Я много раз наблюдал, как самые сухие, некомпанейские люди теплели, улыбались в присутствии Феди. Он мог расшевелить и снять хмурость с любого лица. Это был человек-праздник, корифей дружеского застолья. И чем он этого достигал? Не знаю. Помню его «устные рассказы» в традиции Тарханова или Москвина: как он впервые вышел на сцену в качестве «фигуранта», или как во время войны стоял в женской очереди в баню в Саратове, или как пробовался на роль Черчилля в фильме «Третий удар». Как будто смешные пустяки, житейские анекдоты, всегда с изрядной долей самоиронии и не обидные ни для кого вокруг. Рассказывал он мастерски, с невозмутимой серьезностью на очень живом, подвижном лице и сам начинал смеяться тогда, когда все отсмеялись.
Наблюдательный взгляд его выхватывал вокруг всё необычное, странное, комическое, воображение добавляло к этому гиперболические подробности, и все хохотали за столом. Но нельзя было не заметить, что в этом человеке одновременно шла и еще какая-то тайная душевная работа, непрерывное движение чувства, окрашенного скрытым страданием. Была ли то грусть о собственной не прожитой, как мечталось, жизни, сожаление о каких-то погубленных ее возможностях, растраченных понапрасну дарах или просто «славянская тоска» беспокоящейся по идеалу души, но звучнее всего она выливалась в песне и, как водится, под гитару.

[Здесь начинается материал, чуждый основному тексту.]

PR #1646, opened 2023-10-05
Support for specifying STUN server: backend logic (2/3)

jotaen4tinypilot:
Related https://github.com/tiny-pilot/tinypilot/issues/1460. Stacked on https://github.com/tiny-pilot/tinypilot/pull/1645.

This PR processes the STUN values in the API, and applies them to Janus.

For testing, it’s probably most convenient to use the [next (and last) PR in the stack](https://github.com/tiny-pilot/tinypilot/pull/1647).

## Notes

- The placeholders in `controllers.js` are only for making this PR self-contained, because the backend would now technically enforce those two fields being present.
- Note that I ran into https://github.com/tiny-pilot/tinypilot/issues/1648 while testing. We’ll tackle that separately – it’s slightly edge-casey, and we decided [it’s non-blocking for now](https://github.com/tiny-pilot/tinypilot/issues/1460#issuecomment-1749365264).

PR #1647, opened 2023-10-05
Support for specifying STUN server: frontend (3/3)

jotaen4tinypilot:
Resolves https://github.com/tiny-pilot/tinypilot/issues/1460. Stacked on https://github.com/tiny-pilot/tinypilot/pull/1646, blocked on https://github.com/tiny-pilot/tinypilot/pull/1657 and https://github.com/tiny-pilot/tinypilotkvm.com/issues/1053.

This PR adds the UI for specifying a STUN server, and eventually makes the feature available to the end-user.

→ [Latest bundle off this branch](https://output.circle-artifacts.com/output/job/f2379490-a459-43d5-b1fb-ce009c971fcd/artifacts/0/bundler/dist/tinypilot-community-20231005T1841Z-1.9.1-27+3ff1062.tgz), for testing the entire PR stack.

## Demo

https://github.com/tiny-pilot/tinypilot/assets/83721279/8108dcf2-1fe4-42d1-8c2a-4066cc669ad0

## Notes

- In contrast to the mockups in the ticket (e.g. [the latest one](https://github.com/tiny-pilot/tinypilot/issues/1460#issuecomment-1739451145)), the proposed implementation here has a separate field for the host part and the port part of the STUN address. I realized that this simplifies a lot of things, because we don’t need to parse and split a unified address string (e.g. `stun.example.org:3478`), or serialize it again correctly. That would be especially tricky, since Janus supports IPv6, where the serialized format would look like e.g. `[12:c1:1832::c1:2]:3478`, so we can’t just naively split and join at the `:` character.
- I separated the STUN input part into its own component, otherwise the `<video-settings-dialog>` would have become pretty large.
  - I debated whether to split off the entire “Advanced Settings” section, or just the STUN input. I eventually settled with the latter, because I felt it was conceptually more fitting, and I thought it would be the more granular approach, e.g. should we add more controls to the advanced settings in the future. I’m not married to it, though – I also think the entire `<video-settings-dialog>` component is borderline big anyway, so should we ever expand it further, it would probably be worth to consider a refactoring.
- I had to [refactor (reverse) the CSS logic for showing/hiding the `.setting-...` classes](https://github.com/tiny-pilot/tinypilot/blob/e305ca104b54e485ee4e32876f1f8d181103b810/app/templates/custom-elements/video-settings-dialog.html#L30-L38). With the current implementation, it only allowed for `display: flex`, but with the new code, we also need `display: block` (on `.advanced-settings`).
- Note that the `#stun-validation-error` is still part of `<video-settings-dialog>`, since validation errors are supposed to be “dialog-wide” errors, displayed at the bottom of the dialog, near the call-to-action button. If there were more inline / validation errors in the future, we’d also add them there, at top level.
- One note about terminology: in the Janus config, the two address components are called [`server` and `port`](https://github.com/tiny-pilot/tinypilot/blob/0a03d2caf54aa083ef66c1606e28321f41aca781/debian-pkg/usr/share/tinypilot/templates/janus.jcfg.j2#L24-L25). I took over that terminology in the entire code, but in the UI I labelled the `server` fragment “Host”. To me, that’s technically more accurate, and since we already say “STUN Server” next to the dropdown button already, I thought “Server” might be confusing. I’m not sure there is a “right” answer here. We could otherwise also call it “Address”, but I feel that’s even broader.
- The UI implementation has a few edge-cases with slightly unexpected/quirky behavior. We’d need to pay with more code and complexity to sort them out, though, and I felt that wouldn’t be worth it. Examples:
  - If you select “Custom” in the dropdown and then manually fill in the Google server details (`stun.l.google.com` + `19302`), then it would display the “Google” option the next time you open the dialog, and not the custom input fields. That’s because both ways look the same internally, and we’d need to maintain extra state to distinguish whether this was a custom input or one of the predefined selections.
  - If you select “Custom” and enter an invalid or incomplete address, and then choose “MJPEG” as streaming mode again, and then hit the “Apply” button, it still displays the STUN validation error. The reason is that the entire code around processing video settings is designed to always send and apply **all** values, regardless of what mode you eventually chose.

<a data-ca-tag href="https://codeapprove.com/pr/tiny-pilot/tinypilot/1647">Review on CodeApprove</a>

### DIFF
--- a/app/templates/custom-elements/video-settings-dialog.html
+++ b/app/templates/custom-elements/video-settings-dialog.html
@@ -326,6 +326,12 @@
               this.elements.h264StunValidationError.hide();
             }
           );
+          this.elements.h264StunSettings.addEventListener(
+            "h264-stun-submission-requested",
+            () => {
+              this.elements.saveButton.click();
+            }
+          );
           this.shadowRoot
             .querySelector("#advanced-settings-show-button")
             .addEventListener("click", () => {
--- a/app/templates/custom-elements/video-settings-h264-stun.html
+++ b/app/templates/custom-elements/video-settings-h264-stun.html
@@ -132,6 +132,15 @@
       }
     }
 
+    class SubmissionRequestedEvent extends CustomEvent {
+      constructor() {
+        super("h264-stun-submission-requested", {
+          bubbles: true,
+          composed: true,
+        });
+      }
+    }
+
     customElements.define(
       "video-settings-h264-stun",
       class extends HTMLElement {
@@ -165,6 +174,16 @@
           });
           this.elements.port.addEventListener("input", () => {
             this.dispatchEvent(new InputChangedEvent());
+          });
+          this.elements.server.addEventListener("keydown", (evt) => {
+            if (evt.code === "Enter") {
+              this.dispatchEvent(new SubmissionRequestedEvent());
+            }
+          });
+          this.elements.port.addEventListener("keydown", (evt) => {
+            if (evt.code === "Enter") {
+              this.dispatchEvent(new SubmissionRequestedEvent());
+            }
           });
           this._options.forEach((option) =>
             this.shadowRoot


jdeanwallace (changes requested):
##### Automated comment from [CodeApprove ➜](https://codeapprove.com/pr/tiny-pilot/tinypilot/1647)



For some reason, I struggled a bit to figure out how `<video-settings-h264-stun>` worked. I added a few suggestions that helped me make sense of it.

FYI: I'm off for most of next week, so I'll only be back on Thursday (12 Oct). I can continue my review then or feel free to get tag in Michael if he has capacity.

<hr />

In: **app/templates/custom-elements/video-settings-h264-stun.html**:

```
> Line 116
    const OPTIONS = [
```
Could we make this a class variable?

<hr />

In: **app/templates/custom-elements/video-settings-h264-stun.html**:

```
> Line 120
      { name: "custom" },
```
The `custom` option seems a bit out of place (because it doesn't look like the rest). Could we perhaps drop the `custom` item and treat this variable like a collection of presets? Perhaps even rename the variable to `PRESETS`?

<hr />

In: **app/templates/custom-elements/video-settings-h264-stun.html**:

```
> Line 121
    ];
```
Can we make `OPTIONS` an object instead of an array? That way we don't need `_findOption` and instead could use `OPTIONS.custom`.

Side note: it wasn't immediately obvious to me how `_findOption` works.

<hr />

In: **app/templates/custom-elements/video-settings-h264-stun.html**:

```
> Line 144
            this.dispatchEvent(new InputChangedEvent());
```
What do you think of firing regular "input" events, seeing as we don't need to add any extra details to the event.

For example:

```javascript
this.dispatchEvent(new Event("input"));
```

Same throughout.

<hr />

In: **app/templates/custom-elements/video-settings-h264-stun.html**:

```
> Line 153
                this.setAttribute("selection", option.name);
```
Related to my other comment about renaming `OPTIONS` to `PRESETS`:
If we wanted to divorce the `OPTIONS` variable from the UI,  we could add a `data-selection` attribute to each STUN server option to help determine the selected option.

For example:

```html
<li slot="item" class="stun-server-option" data-selection="gmx">
  <div>GMX</div>
</li>
<li slot="item" class="stun-server-option" data-selection="custom">
  <div>Custom</div>
  <div class="option-hint">Specify manually</div>
</li>
```

```javascript
this.shadowRoot.querySelectorAll(".stun-server-option[data-selection]").forEach((element) => {
  element.addEventListener("click", () => {
    this.setAttribute("selection", element.dataset.selection);
    this.dispatchEvent(new InputChangedEvent());
  });
});
```

That way, we don't need to make the `OPTIONS/PRESETS` variable describe all available UI options.


<hr />

mtlynch:
@jotaen4tinypilot - Yeah splitting that section into its own component looks like a good idea to me.

I'll leave the in-depth review to Jason.

jdeanwallace (changes requested):
##### Automated comment from [CodeApprove ➜](https://codeapprove.com/pr/tiny-pilot/tinypilot/1647)



<hr />

In: **Discussion**
Could we disable the currently selected option like we do for other dropdown menus?

Current:

 


Desired:

 



<hr />

In: **Discussion**
When setting custom stun server settings, can we apply the settings when the `Enter` key is pressed?

<hr />

In: **Discussion**
> If you select “Custom” and enter an invalid or incomplete address, and then choose “MJPEG” as streaming mode again, and then hit the “Apply” button, it still displays the STUN validation error. The reason is that the entire code around processing video settings is designed to always send and apply all values, regardless of what mode you eventually chose.

Could we clear the error message when either the "Stun Server" or "Streaming mode" dropdown menus are changed?
[Screen Recording 2023-10-12 at 14.55.11.mov](https://firebasestorage.googleapis.com/v0/b/codeapprove-prod.appspot.com/o/MTY5NzExNTUxMzExNC1TY3JlZW4gUmVjb3JkaW5nIDIwMjMtMTAtMTIgYXQgMTQuNTUuMTEubW92.mov?alt=media&token=9b1a7929-2b0d-4ba5-bda3-e6b83d7cb0ae) 


<hr />

In: **app/templates/custom-elements/video-settings-h264-stun.html**:
> My thinking was that it would be more consistent to iterate both times using the same mechanism, instead of doing a direct map lookup in one place, and a collection-based (via Object.entries()) iteration in the other.

Oh I see what you mean. Yeah I personally don't see that as a pattern violation because the input data is different (i.e., lookup by key vs lookup by value).

<hr />

In: **app/templates/custom-elements/video-settings-h264-stun.html**:
> We additionally need to have data- attributes to accomodate the server and port info

Oh I didn't consider that. I was originally thinking something like:

```javascript
PRESETS = {
  disabled: {server: null, port: null},
  google: {server: "...", port: "..."},
  gmx: {server: "...", port: "..."},
}
```

But the self-contained definition in html is nice.

<hr />

In: **app/templates/custom-elements/video-settings-h264-stun.html**:

```
> Line 77
        data-stun-option-id="disabled"
```
Could we avoid repeating the option key in the `data` attribute and the `id` attribute? Perhaps something like:

```html
<li
  slot="item"
  class="stun-server-option"
  data-stun-option-id="disabled"
>
```

<hr />

In: **app/templates/custom-elements/video-settings-h264-stun.html**:

```
> Line 155
            this.shadowRoot.querySelectorAll("dropdown-button li")
```
(nit) Could we limit the query selector further to only match on list items that have the `data-stun-option-id` attribute? Something like:

```javascript
this.shadowRoot.querySelectorAll("dropdown-button li[data-stun-option-id]")
```

<hr />

In: **app/templates/custom-elements/video-settings-h264-stun.html**:

```
> Line 159
            port: parseInt(element.dataset.stunPort) || null,
```
Could we drop the default `null` values? The "custom" option should technically not have a predefined server/port so I think defaulting to `null` would be incorrect.


<hr />

mtlynch (dismissed):
##### Automated comment from [CodeApprove ➜](https://codeapprove.com/pr/tiny-pilot/tinypilot/1647)



<hr />

In: **Discussion**
I think we need to specify STUN servers on the frontend too:

>`iceServers`: a list of STUN/TURN servers to use (a default STUN server will be used if you skip this property);

https://janus.conf.meetecho.com/docs/JS.html;


<hr />

jdeanwallace (approved):
##### Automated comment from [CodeApprove ➜](https://codeapprove.com/pr/tiny-pilot/tinypilot/1647)


<a href="https://codeapprove.com/pr/tiny-pilot/tinypilot/1647">Approved on CodeApprove</a>
✔️ Approved

<hr />

In: **Discussion**
Oh okay, I see what you mean. Yeah not ideal, and if we really wanted to "fix" it (in the futurue) then we should probably change the "dialog currently always submits all values" behaviour instead.


<hr />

Гитару свою он называл «топчан». Какой-то умелец починил ее в эвакуации в Саратове, использовав доску из старого топчана. «Я сыграю вам на дровах», – говорил Федя.
Любимые его песни до сих пор не отзвучали для меня. Я ловлю их внутренним слухом, уходящей памятью юности. «Всё как прежде, всё та же гитара…», «Спою новинку…», «Пара гнедых…», «Утро туманное», «На муромской дороге…». Он пел, повествуя песню, иногда даже разыгрывая ее в лицах. А потом, если чувствовал полное доверие и расположение своих слушателей, начинал читать стихи – Бунина, Есенина, особенно часто и с глубоким личным одушевлением – Блока.